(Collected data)
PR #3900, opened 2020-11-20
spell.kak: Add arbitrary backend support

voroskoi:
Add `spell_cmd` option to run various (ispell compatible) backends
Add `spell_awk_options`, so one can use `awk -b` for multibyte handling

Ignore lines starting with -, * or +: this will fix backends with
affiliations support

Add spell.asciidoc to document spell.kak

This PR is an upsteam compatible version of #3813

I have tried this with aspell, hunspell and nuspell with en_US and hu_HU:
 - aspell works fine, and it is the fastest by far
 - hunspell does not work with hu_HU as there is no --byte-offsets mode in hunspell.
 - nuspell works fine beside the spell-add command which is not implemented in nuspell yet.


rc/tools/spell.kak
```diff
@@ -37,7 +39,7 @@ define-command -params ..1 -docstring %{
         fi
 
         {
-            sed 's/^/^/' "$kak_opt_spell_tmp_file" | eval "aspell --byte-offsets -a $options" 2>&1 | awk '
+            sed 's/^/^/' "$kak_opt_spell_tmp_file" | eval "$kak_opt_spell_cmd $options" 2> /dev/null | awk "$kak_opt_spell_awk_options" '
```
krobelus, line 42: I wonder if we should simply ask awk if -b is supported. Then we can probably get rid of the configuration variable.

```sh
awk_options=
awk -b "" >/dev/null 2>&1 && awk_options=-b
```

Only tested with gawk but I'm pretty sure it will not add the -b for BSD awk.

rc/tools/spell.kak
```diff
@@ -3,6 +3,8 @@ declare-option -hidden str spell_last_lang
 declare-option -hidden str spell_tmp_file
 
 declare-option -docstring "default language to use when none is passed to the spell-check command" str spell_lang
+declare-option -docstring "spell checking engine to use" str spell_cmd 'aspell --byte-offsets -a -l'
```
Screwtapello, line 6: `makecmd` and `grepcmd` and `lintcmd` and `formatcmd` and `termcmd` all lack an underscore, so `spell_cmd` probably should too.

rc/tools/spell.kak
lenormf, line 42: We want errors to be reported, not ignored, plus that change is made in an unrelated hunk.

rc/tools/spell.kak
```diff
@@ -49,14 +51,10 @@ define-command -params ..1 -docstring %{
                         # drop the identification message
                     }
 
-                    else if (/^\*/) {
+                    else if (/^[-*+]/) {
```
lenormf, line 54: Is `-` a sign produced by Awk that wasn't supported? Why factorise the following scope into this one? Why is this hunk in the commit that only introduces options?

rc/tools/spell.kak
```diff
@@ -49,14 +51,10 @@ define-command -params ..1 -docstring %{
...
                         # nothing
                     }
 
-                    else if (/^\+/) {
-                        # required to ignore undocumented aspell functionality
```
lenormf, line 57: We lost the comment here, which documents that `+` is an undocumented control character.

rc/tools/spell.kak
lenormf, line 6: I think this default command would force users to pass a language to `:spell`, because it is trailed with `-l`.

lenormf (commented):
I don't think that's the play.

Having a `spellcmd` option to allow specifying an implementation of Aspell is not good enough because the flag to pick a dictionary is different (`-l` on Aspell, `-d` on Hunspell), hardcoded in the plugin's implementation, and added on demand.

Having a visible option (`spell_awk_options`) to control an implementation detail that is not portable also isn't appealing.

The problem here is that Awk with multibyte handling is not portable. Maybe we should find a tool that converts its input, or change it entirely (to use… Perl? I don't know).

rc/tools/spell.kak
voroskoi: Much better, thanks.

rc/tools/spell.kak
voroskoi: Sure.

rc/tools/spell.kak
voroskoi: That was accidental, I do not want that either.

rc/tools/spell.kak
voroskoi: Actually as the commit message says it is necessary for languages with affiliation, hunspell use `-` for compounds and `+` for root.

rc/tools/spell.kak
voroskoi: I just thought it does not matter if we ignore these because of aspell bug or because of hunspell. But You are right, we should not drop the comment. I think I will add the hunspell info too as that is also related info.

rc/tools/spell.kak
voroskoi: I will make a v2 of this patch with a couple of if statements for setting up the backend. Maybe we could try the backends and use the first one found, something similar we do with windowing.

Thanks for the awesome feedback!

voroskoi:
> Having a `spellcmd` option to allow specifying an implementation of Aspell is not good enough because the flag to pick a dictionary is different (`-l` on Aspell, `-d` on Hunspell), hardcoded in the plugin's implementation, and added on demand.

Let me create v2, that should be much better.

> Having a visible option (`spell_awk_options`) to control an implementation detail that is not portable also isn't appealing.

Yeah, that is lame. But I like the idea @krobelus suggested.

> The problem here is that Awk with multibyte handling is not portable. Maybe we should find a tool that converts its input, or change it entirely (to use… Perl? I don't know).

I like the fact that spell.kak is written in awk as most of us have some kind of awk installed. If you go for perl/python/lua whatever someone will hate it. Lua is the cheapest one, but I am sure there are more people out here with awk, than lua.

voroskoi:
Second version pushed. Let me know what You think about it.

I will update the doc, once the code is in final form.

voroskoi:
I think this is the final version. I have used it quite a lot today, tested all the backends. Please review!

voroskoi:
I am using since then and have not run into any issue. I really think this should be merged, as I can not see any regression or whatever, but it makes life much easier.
--
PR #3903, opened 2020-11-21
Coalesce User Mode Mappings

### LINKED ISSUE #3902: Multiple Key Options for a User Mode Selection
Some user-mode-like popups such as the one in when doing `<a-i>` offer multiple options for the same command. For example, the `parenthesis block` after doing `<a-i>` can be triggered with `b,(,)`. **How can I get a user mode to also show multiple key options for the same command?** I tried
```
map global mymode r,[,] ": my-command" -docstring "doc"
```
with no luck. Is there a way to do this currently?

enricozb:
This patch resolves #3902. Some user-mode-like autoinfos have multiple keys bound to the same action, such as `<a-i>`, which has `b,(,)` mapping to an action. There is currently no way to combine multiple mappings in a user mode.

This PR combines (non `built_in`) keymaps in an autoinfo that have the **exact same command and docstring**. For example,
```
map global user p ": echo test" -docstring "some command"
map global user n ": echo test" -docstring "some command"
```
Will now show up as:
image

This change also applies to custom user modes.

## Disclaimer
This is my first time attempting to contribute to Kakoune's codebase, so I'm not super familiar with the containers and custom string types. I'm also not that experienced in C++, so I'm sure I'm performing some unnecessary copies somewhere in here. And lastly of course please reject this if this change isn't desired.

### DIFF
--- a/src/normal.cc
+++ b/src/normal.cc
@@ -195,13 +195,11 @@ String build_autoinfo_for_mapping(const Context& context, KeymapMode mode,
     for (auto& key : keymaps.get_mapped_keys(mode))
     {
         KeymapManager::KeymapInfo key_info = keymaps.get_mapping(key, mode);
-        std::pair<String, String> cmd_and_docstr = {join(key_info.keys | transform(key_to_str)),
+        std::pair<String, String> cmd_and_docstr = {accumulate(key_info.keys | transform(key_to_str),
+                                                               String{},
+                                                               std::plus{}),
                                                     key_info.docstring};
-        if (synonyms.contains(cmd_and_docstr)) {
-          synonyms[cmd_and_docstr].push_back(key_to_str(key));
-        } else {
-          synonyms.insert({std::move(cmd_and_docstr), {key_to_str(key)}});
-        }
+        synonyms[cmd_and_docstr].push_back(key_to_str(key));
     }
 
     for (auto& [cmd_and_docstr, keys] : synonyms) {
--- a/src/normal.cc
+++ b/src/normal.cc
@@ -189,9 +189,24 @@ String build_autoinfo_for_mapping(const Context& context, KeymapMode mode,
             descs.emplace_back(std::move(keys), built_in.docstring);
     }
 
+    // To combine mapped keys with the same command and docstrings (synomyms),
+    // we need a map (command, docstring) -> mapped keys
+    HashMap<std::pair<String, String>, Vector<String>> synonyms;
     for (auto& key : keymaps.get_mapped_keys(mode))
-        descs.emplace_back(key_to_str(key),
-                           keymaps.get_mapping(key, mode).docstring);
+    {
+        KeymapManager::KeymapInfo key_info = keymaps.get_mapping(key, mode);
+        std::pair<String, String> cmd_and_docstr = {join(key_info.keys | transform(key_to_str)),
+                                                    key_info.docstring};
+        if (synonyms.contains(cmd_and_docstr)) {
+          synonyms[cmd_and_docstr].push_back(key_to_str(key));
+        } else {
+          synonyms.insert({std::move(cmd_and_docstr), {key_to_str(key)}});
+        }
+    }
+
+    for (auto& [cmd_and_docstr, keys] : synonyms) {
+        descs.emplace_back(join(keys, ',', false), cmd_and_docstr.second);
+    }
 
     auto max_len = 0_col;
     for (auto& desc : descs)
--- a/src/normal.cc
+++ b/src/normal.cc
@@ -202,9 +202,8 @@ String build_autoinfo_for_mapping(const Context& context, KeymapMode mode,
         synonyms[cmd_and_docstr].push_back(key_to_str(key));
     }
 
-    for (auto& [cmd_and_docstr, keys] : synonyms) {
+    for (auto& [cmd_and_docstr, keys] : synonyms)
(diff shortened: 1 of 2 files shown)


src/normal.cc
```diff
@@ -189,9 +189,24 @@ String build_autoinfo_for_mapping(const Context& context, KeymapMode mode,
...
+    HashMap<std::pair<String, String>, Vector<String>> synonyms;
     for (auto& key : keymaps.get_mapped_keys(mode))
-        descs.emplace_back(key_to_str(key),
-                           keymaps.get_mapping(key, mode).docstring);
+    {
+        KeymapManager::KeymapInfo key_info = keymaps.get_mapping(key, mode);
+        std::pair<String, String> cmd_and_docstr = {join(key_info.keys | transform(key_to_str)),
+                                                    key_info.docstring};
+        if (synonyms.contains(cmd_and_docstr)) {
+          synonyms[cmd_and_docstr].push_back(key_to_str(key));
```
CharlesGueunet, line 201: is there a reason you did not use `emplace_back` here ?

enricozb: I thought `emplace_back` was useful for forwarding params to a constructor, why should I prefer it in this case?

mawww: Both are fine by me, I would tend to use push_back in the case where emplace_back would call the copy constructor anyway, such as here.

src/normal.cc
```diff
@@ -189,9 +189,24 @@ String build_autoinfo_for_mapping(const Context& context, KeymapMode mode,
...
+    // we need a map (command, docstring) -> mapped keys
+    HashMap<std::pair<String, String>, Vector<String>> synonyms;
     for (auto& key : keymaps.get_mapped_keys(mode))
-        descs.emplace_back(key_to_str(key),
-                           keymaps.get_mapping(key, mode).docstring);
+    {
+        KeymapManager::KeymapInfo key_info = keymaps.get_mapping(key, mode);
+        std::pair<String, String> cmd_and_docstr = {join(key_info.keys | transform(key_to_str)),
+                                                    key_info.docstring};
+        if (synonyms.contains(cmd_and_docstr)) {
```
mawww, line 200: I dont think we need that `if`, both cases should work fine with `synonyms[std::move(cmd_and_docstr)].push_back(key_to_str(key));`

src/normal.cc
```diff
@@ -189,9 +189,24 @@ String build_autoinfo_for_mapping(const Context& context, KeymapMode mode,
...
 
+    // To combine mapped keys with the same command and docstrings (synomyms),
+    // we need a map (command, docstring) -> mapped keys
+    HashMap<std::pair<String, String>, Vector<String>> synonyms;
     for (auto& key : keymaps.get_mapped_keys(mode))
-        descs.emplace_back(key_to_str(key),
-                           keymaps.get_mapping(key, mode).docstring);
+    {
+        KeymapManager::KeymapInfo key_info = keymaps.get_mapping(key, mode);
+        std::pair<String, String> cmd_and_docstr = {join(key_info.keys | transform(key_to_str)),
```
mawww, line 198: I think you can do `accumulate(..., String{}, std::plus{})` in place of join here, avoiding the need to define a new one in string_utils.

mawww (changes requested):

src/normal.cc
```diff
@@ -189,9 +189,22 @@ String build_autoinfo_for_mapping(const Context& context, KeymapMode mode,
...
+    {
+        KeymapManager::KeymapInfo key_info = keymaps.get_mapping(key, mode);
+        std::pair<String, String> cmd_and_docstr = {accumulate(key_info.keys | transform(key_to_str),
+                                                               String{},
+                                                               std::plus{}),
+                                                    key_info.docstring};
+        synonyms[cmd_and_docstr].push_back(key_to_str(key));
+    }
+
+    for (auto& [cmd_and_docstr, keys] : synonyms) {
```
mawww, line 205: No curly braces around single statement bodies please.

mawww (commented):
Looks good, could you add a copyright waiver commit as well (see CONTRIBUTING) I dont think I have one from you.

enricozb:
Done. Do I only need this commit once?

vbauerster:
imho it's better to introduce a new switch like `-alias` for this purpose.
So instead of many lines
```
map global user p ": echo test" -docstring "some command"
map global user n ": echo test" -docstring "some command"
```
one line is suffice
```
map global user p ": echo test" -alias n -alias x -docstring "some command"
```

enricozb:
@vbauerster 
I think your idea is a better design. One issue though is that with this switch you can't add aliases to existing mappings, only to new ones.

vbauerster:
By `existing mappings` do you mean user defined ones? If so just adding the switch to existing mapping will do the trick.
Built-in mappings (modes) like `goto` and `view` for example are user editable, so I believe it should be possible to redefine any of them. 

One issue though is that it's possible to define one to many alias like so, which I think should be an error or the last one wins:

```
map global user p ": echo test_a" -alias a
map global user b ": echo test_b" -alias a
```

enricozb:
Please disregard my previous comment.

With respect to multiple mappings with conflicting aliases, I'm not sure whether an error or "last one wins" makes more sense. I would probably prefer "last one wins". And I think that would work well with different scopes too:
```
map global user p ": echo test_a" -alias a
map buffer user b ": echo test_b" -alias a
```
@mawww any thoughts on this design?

**Your objective**
Using the records above, report each line that contains the word "compatible" by copying it.

**Written answer**
Add `spell_cmd` option to run various (ispell compatible) backends
This PR is an upsteam compatible version of #3813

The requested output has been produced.